_What you are asked to do_. Each line from the one with "-208,12 +208,12 @@" through the last line of the records must be output exactly, both ends included.
Records supplied below:
PR #2247, opened 2025-05-06
feat: add global .taskrc in HOME

vmaerten:

PR #2380, opened 2025-08-14
feat: XDG config

pd93:
Based on #2247

This takes the idea of having a config in `$HOME` and takes it further by:

- Using `$XDG_CONFIG_HOME` instead of `$HOME`
- Adding proper nested config support (including use of `$HOME` if its a parent).
  - See [the updated docs](https://deploy-preview-2380--next-taskfile.netlify.app/docs/reference/config#file-precedence) for a full example

### DIFF
--- a/website/.vitepress/config.ts
+++ b/website/.vitepress/config.ts
@@ -208,12 +208,12 @@ export default defineConfig({
               link: '/docs/reference/schema'
             },
             {
-              text: 'Configuration',
-              link: '/docs/reference/config'
-            },
-            {
               text: 'Environment',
End of Records supplied.
_Exercise output_.
@@ -208,12 +208,12 @@ export default defineConfig({
               link: '/docs/reference/schema'
             },
             {
-              text: 'Configuration',
-              link: '/docs/reference/config'
-            },
-            {
               text: 'Environment',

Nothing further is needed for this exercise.